La Antonelli (Soprano) - Sandra Cohen
Giuseppini (Tenor) - Raúl Alejandro Suárez
Querubín (Tenor) - Eduardo Jasso
Amina - Tania Ivette González
Serafina- María Luisa López
El Bajo - Luis Felipe Sánchez Martínez
Pérez (Tenor) - David O. Olivas De La O
Inspector - Rodrigo Sánchez
Personajes incidentales: Vicente González, Maricarmen Mata, Juan Luna.

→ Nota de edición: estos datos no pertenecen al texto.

PR #2506, opened 2015-07-21
Print: enable button when config is loaded. Adapt tests

gjn:
This assures that you can print only after configuration has been loaded. In addition, it adapts the tests accordingly, which should render them more stable.

@oterral Prefarably for tomorrow.

### DIFF
--- a/test/selenium/print_test.js
+++ b/test/selenium/print_test.js
@@ -13,6 +13,8 @@ var runTest = function(cap, driver, target) {
   driver.findElement(webdriver.By.xpath("//a[@id='printHeading']")).click();
   // Wait until print is opened and animation is finished
   driver.findElement(webdriver.By.xpath("//div[@id='print' and contains(@class, 'collapse in')]"));
+  // Wait until configuration is loaded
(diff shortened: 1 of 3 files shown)


test/selenium/print_test.js
```diff
@@ -11,6 +11,8 @@ var runTest = function(cap, driver, target) {
   driver.findElement(webdriver.By.xpath("//a[contains(text(), 'Grundlagen und Planung')]"));
   // Click on "Drucken"
   driver.findElement(webdriver.By.xpath("//a[@id='printHeading']")).click();
+  // Wait until configuration is loaded
+  driver.findElement(webdriver.By.xpath("//span[@ng-if='printConfigLoaded']"));
```
oterral: Couldn't we juste test if there is options in  one of the selectbox? 

I'm not a fan of added scope property only for test

gjn: Yes, you are correct.

I'll try.

gjn:
@oterral I've adapted.

oterral:
lgtm thx

PR #2508, opened 2015-07-21
Fix delete feature action when the user is writing in an input

oterral:
This PR disallows the removal of selected feature with delete key when the user is writing.

It also add a confirm message when the user remove a feature.

@gjn for tomorrow pls it's a nasty bug

@daguer thx for finding this


gjn:
Works find. Good find.

PR #2509, opened 2015-07-22
Fix css for icons

pfanguin:


pfanguin:
Test link : https://mf-geoadmin3.dev.bgdi.ch/dev_css_icons

oterral:
Can't you do it these modifications in the font awesome files ?

cedricmoullet:
@pfanguin Could you please answer oli's question ?

pfanguin:
The best solution that I have found

oterral:
I think, adding a font-size different for each icon is really bad,  we loose the purpose of using font-awesome.  We already do that in special case and it's not good.

@pfanguin Can you really not modify  the SVG to avoid using the `font-size` rules?

pfanguin:
Better for you ?

pfanguin:
jenkins test

pfanguin:
jenkins test

src/style/app.less
```diff
@@ -749,8 +756,11 @@ a .ga-icon-separator {
 
   .icon-reorder, .icon-remove {
     display: none;
+    vertical-align: middle;
```
oterral: icon-remove don't need the vertical-align

oterral:
There is something that still bother me. A font-aweosme icon must be aligned with a text by default (default css is vertical-align: baseline) here it's not the case. 

Are you able to provide an HTML test page with all the icons we have when you build the font?. Like this one http://fortawesome.github.io/Font-Awesome/3.2.1/cheatsheet/

With this kind of page we could easily see if icons are well-aligned and well-sized easily.

oterral:
jenkins test

PR #2516, opened 2015-07-23
Cancel previous catalog request if antother is launched

### LINKED ISSUE #2512: Catalog items are not translated when fall back to default language
Only Chrome (IE and FF OK)

1/ Link https://map.geo.admin.ch/?topic=gewiss&lang=it
2/ As 'lang=it' doesnt exist for 'topic=gewiss', switch to German
3/ First level in catalog is missing (if you go directly with 'lang=de' it's OK)

gewiss

Expected: First level in tree should be translated in German.

oterral:
DE catalog was not loaded when we opens Gewiss in IT, this PR cancel previous catalog requests

Fix #2512 

@procrastinatio does it seems ok for you?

Sinopsis de la obra: El argumento se basa en una anécdota simple: las relaciones sentimentales entre los actores de una compañía con escasos recursos económicos que canta ópera extranjera. El empresario, que sólo habla italiano, y es muy avaro, está casado en segundo matrimonio con la tiple, una mujer joven y hermosa a la que llaman Antonelli. El tenor Giuseppini -de lo más escogido de la «aristocracia de Belchite»-, está en la compañía por su amor a la tiple. Pero la situación se complica con otra circunstancia sentimental: el bajo está enamorado de Amina, hija del empresario y su primera esposa. Durante los ensayos de la ópera LA AFRICANA hay escenas amorosas entre Giuseppini y La Antonelli; aprovechan el momento del dúo del acto IV de la ópera para mayor efusividad.

Sobre la Mtra. Jessica Peña Sánchez: Realizó sus estudios de licenciatura en Pedagogía Musical por la Benemérita Universidad Autónoma de Puebla; Sociología por la Universidad Autónoma de Ciudad Juárez; y Música: Ejecución Vocal en la Universidad de Texas en El Paso, así como la Maestría de Artes en Estudios Interdisciplinarios. Como directora se ha desempañado en el Ensamble Coral Universitario de la UACJ y en el Coro de la diócesis de Ciudad Juárez: Canta y Camina voz en el desierto. Además, tuvo bajo su cargo la dirección vocal para el Concierto de Navidad del Coro Voces de Cristo con la Orquesta Sinfónica de El Paso; la comedia musical Vaselina, Producciones Julissa de Llano y Hip Jazz; y la obra musical Loco Por ti, producción de Angélica Vaca. Ha formado parte del Ensamble Universitario de la Benemérita Universidad Autónoma de Puebla, Ensamble Coral Santo Domingo de Guzmán y Coro Universitario en la Universidad de Texas en El Paso.